» **Problem description**
Copy out each line of the material in which the word "Thanks" appears.

● ● ● ● ●

PR #5, opened 2016-07-16
Update hist.jl

odow:
`isvertical` is not exported from `Plots.jl`


tbreloff:
I'm very sorry that I never merged this.  And instead I merged someone else's that did the same thing!  Hopefully you'll get on the contributors list another way!

odow:
No worries @tbreloff! I'd totally forgotten about this

PR #11, opened 2016-09-27
Add cumulative density recipe

anriseth:
I often look at the cumulative density of data sets in addition to the approximate pdfs.
Putting a PR here in case it is useful for anybody else.

(I put the code in hist.jl because the density recipe was there)


tbreloff:
Thanks!

PR #12, opened 2016-09-28
Let smooth be optional for cornerplot

mauro3:
This is probably not how it is done properly, but it works.  Trying out the dirty-hack strategy again ;-)


tbreloff:
Can't you just change ':=' to '-->'?

mauro3:
I tried a few iterations of that but it didn't seem to work. you mean on line https://github.com/JuliaPlots/StatPlots.jl/blob/master/src/cornerplot.jl#L100 , right?

tbreloff:
Right

tbreloff:
f34ff30

Issue #24, opened 2016-11-29
Cannot plot multiple series from DataFrame


mkborregaard:
I cannot plot multiple series from a DataFrame with StatPlots. I can do it with the old Plots on my julia-0.4.6 install.

so:
```julia
using StatPlots
df = DataFrame(a = 1:100, b = randn(100), c = randn(100))
plot(df, :a, :b)
```
works, but
```julia
plot(df, :a, [:b :c])
```
doesn't, but it should, since
```julia
a = 1:100 ; b = randn(100); c = randn(100)
plot(a, [b, c])
```
works.

mkborregaard:
Error message:
```
LoadError: MethodError: Cannot `convert` an object of type Array{Float64,1} to an object of type Float64
This may have arisen from a call to the constructor Float64(...),
since type constructors fall back to convert methods.
while loading In[81], in expression starting on line 1

 in discrete_value!(::Plots.Axis, ::Array{Any,1}) at /Users/michael/.julia/v0.5/Plots/src/axes.jl:428
 in expand_extrema!(::Plots.Subplot{Plots.PlotlyJSBackend}, ::Dict{Symbol,Any}) at /Users/michael/.julia/v0.5/Plots/src/axes.jl:294
 in _expand_subplot_extrema(::Plots.Subplot{Plots.PlotlyJSBackend}, ::Dict{Symbol,Any}, ::Symbol) at /Users/michael/.julia/v0.5/Plots/src/pipeline.jl:361
 in _process_seriesrecipe(::Plots.Plot{Plots.PlotlyJSBackend}, ::Dict{Symbol,Any}) at /Users/michael/.julia/v0.5/Plots/src/pipeline.jl:392
 in _plot!(::Plots.Plot{Plots.PlotlyJSBackend}, ::Dict{Symbol,Any}, ::Tuple{DataFrames.DataFrame,Symbol,Array{Symbol,2}}) at /Users/michael/.julia/v0.5/Plots/src/plot.jl:229
 in #plot#258(::Array{Any,1}, ::Function, ::DataFrames.DataFrame, ::Vararg{Any,N}) at /Users/michael/.julia/v0.5/Plots/src/plot.jl:52
 in plot(::DataFrames.DataFrame, ::Symbol, ::Vararg{Any,N}) at /Users/michael/.julia/v0.5/Plots/src/plot.jl:46
```

mkborregaard:
[...]

PR #25, opened 2016-11-29
allows the passing of expressions including DataFrame columns as symbols

mkborregaard:


src/dataframes.jl
```diff
@@ -21,12 +21,31 @@ function Plots.extractGroupArgs(group::Symbol, df::AbstractDataFrame, args...)
     Plots.extractGroupArgs(collect(df[group]))
 end
 
+# allows the passing of expressions including DataFrame columns as symbols
+function processExpr(expr, df)
+    arg = map(expr.args) do x
+        isa(x, Expr) && return processExpr(x, df)
+        if isa(x, QuoteNode) && isa(x.value, Symbol)
+            return collect(df[x.value])
```
tbreloff: I don't think this is right... you don't want to collect here... you want to return a **collect expression** so that it will be called during the `eval`.  (it may work, but that requires building a giant constant expression to be evaluated)

mkborregaard: Yes it does seem to work. But I will look into doing it the proper way as you suggest.

tbreloff: Hopefully this example clarifies what you're doing:

```julia
julia> ex = :(:x + 1)
:(:x + 1)

julia> dump(ex)
Expr
  head: Symbol call
  args: Array{Any}((3,))
    1: Symbol +
    2: QuoteNode
      value: Symbol x
    3: Int64 1
  typ: Any

julia> ex.args[2] = rand(10)
10-element Array{Float64,1}:
 0.573531 
 0.0145821
 0.531146 
 0.683965 
 0.439694 
 0.24342  
 0.314299 
 0.540411 
 0.996641 
 0.346173 

julia> dump(ex)
Expr
  head: Symbol call
  args: Array{Any}((3,))
    1: Symbol +
    2: Array{Float64}((10,)) [0.573531,0.0145821,0.531146,0.683965,0.439694,0.24342,0.314299,0.540411,0.996641,0.346173]
    3: Int64 1
  typ: Any

julia> eval(ex)
10-element Array{Float64,1}:
 1.57353
 1.01458
 1.53115
 1.68397
 1.43969
 1.24342
 1.3143 
 1.54041
 1.99664
 1.34617
```

It works, but you're overworking `eval`

mkborregaard: Yes, that is exactly the operations I was going through when developing this :-) I just didn't realize it was wrong.
So you suggest instead of passing in collect(df[x.value]) I should pass :collect(df[:($x.value)])?

mkborregaard: I have tried moving `eval` out as the last step but still doesn't work. I will keep looking at this
```julia
# allows the passing of expressions including DataFrame columns as symbols
function processExpr!(expr, df)
    arg = map(expr.args) do x
        isa(x, Expr) && processExpr!(x, df)
        if isa(x, QuoteNode) && isa(x.value, Symbol)
            return :(collect(df[:($(x.value))]))
        end
        x
    end
    expr.args = arg
end

# if a DataFrame is the first arg, lets swap symbols out for columns
@recipe function f(df::AbstractDataFrame, args...)
    # if any of these attributes are symbols, swap out for the df column
    for k in (:fillrange, :line_z, :marker_z, :markersize, :ribbon, :weights, :xerror, :yerror)
        if haskey(d, k)
            if isa(d[k], Expr)
                processExpr!(d[k], df)
                d[k] = eval(d[k])
            end
```

tbreloff: I think just: `return :(collect(df[$x]))`

Also you are right about recursion... you can just add an "elseif" clause to the QuoteNode check if `arg` is an `Expr`, and `return processExpr!(x, df)`

mkborregaard:
I think this should work - I had to interpolate `df` as well, which took me some time to realize...

tbreloff:
Thanks for the effort @mkborregaard.  I merged and any changes/additions can be worked out in a new PR/commit.

mkborregaard:
Wohoo! Is there also an obvious place to look to change so I can do stuff like `plot(df, :a, [:b :c])`?

tbreloff:
Well that one should work already.  The dataframes.jl file is pretty small... shouldn't be too hard to narrow down.

mkborregaard:
OK, I will have a look (it didn't work yesterday #24)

● ● ● ● ●

» **Written solution**
Thanks!
Thanks for the effort @mkborregaard.  I merged and any changes/additions can be worked out in a new PR/commit.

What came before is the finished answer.